Most assume it has been paint by the numbers for Intel, since IBM first selected their microprocessor for the PC. It was with this selection that we learned Andy was a marketing and sales genius. At the time, Intel was under increasing pressure from Japan in the memory market, which was half its business. Like Andy's earlier escape from Hungary as communists closed in, he now had to lead an entire company out of increasingly dire market conditions. He chose microprocessors and the path out.
In the middle of this, late one week, Intel was informed that they had just lost the design-in decision to Motorola. Motorola's processor had better performance and that had won the day. Intel was offered the consolation of coming the following week to make one more presentation before the decision was final. Andy and Bill Davidow holed up over the weekend to put together a presentation to win back IBM.
The started with the simple marketing game: get inside the customer's mind. Listing all the issues of importance to IBM, they then prioritized them. Was performance them most important feature to IBM? Maybe, but using Motorola would give them few ways to differentiate their product from Apple's. Moreover, IBM had always been about futures because it was a company to whom long term support mattered.
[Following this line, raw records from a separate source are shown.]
Issue #516, opened 2026-05-28
[Testing] Prevent example config staleness by validating against the Pydantic schema in CI


Bslabe123:
tldr: this repo should have no stale configs

**What would you like to be added**:

A parameterized CI test that loads every example YAML under `examples/` (the ~25 configs across `vllm/`, `sglang/`, `tgi/`, `multimodal/`, `otel/`) and validates each against the current Pydantic config schema, so example and documentation configs cannot silently drift from the code. Plus broader Pydantic config-definition tests covering defaults, required vs. optional fields, and rejection of unknown or malformed keys.

**Why is this needed**:

The example YAMLs are never loaded during CI today. As the schema evolves, examples and docs desync from the code with no signal, and users hit failures from configs that look valid but no longer parse. This is one of the user-visible failure modes the v1.0.0 testing strategy calls out.

**Proposal**:

1. Add a parameterized pytest that discovers every YAML under `examples/` and asserts it parses and validates against the schema.
2. Add focused config tests: defaults, required vs. optional fields, and rejection of unknown keys.
3. Run both in default CI; no hardware needed.

Bslabe123:
Tracked under #519.

PR #667, opened 2026-07-24
test: validate every config YAML in the repo against the schema

Bslabe123:
Addresses: #516

## Problem

The example YAMLs are never loaded in CI, so as the schema evolves they desync from the code with no signal.

The catch is that the obvious version of this test proves nothing. `Config` never set `extra="forbid"`, and Pydantic's default is to ignore unknown keys, so today:

```
>>> read_config("cloudbuild.yaml")     # a Google Cloud Build file
Config(api=APIConfig(type=<APIType.Completion>), data=DataConfig(type=<DataGenType.Mock>), ...)
```

All five of Cloud Build's real keys (`timeout`, `steps`, `substitutions`, `options`, `images`) are silently discarded and it validates cleanly. The staleness this issue is about, a field renamed or removed while old configs keep "working", is precisely what `extra="ignore"` hides.

## Change

Config models now inherit `StrictBaseModel` (`extra="forbid"`). `loadgen` already set this on one model; this generalizes it to all 32.

**This is a user-facing behavior change**: a config with a stray or misspelled key now fails loudly instead of being silently dropped. That is the point, but it is worth a release note.

## Three stale spots that were silently passing

- **`config-weka.yaml`** set `report.goodput.percentile: p90`. `GoodputConfig` has no `percentile` field, so this has never had any effect. Removed. If percentile-based goodput is wanted, that is a feature request, not a config line.
- **`demos/kubecon-na-2025/config.yaml`** set `data.type: sharedPrefix`, which is not a member of the enum (`shared_prefix` is).
- **`tests/required/datagen/test_shared_prefix_datagen.py`** built its `APIConfig` fixture from `api_type`/`model_name`/`tokenizer_name`, none of which are `APIConfig` fields. All three were dropped, so the fixture had been returning a default config and the test was not exercising what it claimed.

## The test

Three properties, in `tests/required/config/test_yaml_configs.py`:

1. Every tracked YAML parses, multi-document aware, skipping Helm templates (Go templating is not parseable YAML by design).
2. Every config YAML satisfies the schema, via `read_config` so it exercises the same path the CLI takes, including default merging and load-stage type conversion.
3. Every tracked YAML is either validated or explicitly declared a non-config, with a reason.

Property 3 is what keeps this honest. Classifying by directory alone means a new directory of configs would simply never be validated, which is the same silent gap in a new costume. `examples/` already contains six files that are not configs (`docker-compose.yml`, `prometheus.yml`), so directory-level inclusion is not sufficient on its own.

96 tracked YAML files: 48 validated as configs, 48 declared non-configs with reasons.

### DIFF
--- a/config-weka.yaml
+++ b/config-weka.yaml
@@ -33,4 +33,3 @@ report:
     constraints:
       ttft: 0.3
       itl: 0.018
-    percentile: p90
--- a/demos/kubecon-na-2025/config.yaml
+++ b/demos/kubecon-na-2025/config.yaml
@@ -2,7 +2,7 @@ api:
   type: completion
   streaming: true
 data:
-  type: sharedPrefix
+  type: shared_prefix
   shared_prefix:
     num_unique_system_prompts: 10
     num_users_per_system_prompt: 10
--- a/inference_perf/config/apis/config.py
+++ b/inference_perf/config/apis/config.py
@@ -14,7 +14,7 @@
 from enum import Enum
 from typing import Any, Optional
 
-from pydantic import BaseModel
+from inference_perf.config.common import StrictBaseModel
 
 
 class APIType(Enum):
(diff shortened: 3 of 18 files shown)


lenadankin:
@Bslabe123 #666 is merged so please rebase this PR and I'll merge it.

Bslabe123:
> @Bslabe123 #666 is merged so please rebase this PR and I'll merge it.

Done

Out of this came a simple derivation of Moore's law. A chart was made with time on the x axis, performance on the y axis, and a line emanating from the ordinate at a 45% angle. A series on the line highlighted a multigenerational product plan for the 8086, the 286, the 386, and the 486 (each with steadily increasing performance). The capabilities of each were then listed in decreasing detail. The most important feature would be intergenerational compatibility -- a first for microprocessors. Thus, IBM could build a long term product plan that would guarantee they could easily support their customers. It would allow customers to reuse work and data as each generation progressed -- a powerful new feature. In a stunning turnabout, the future of computing was changed as was the chip industry. Andy walked out with the order.
The lesson learned: know your customer better than they do, know how your technology can solve their problems, and when all else fails, sell futures.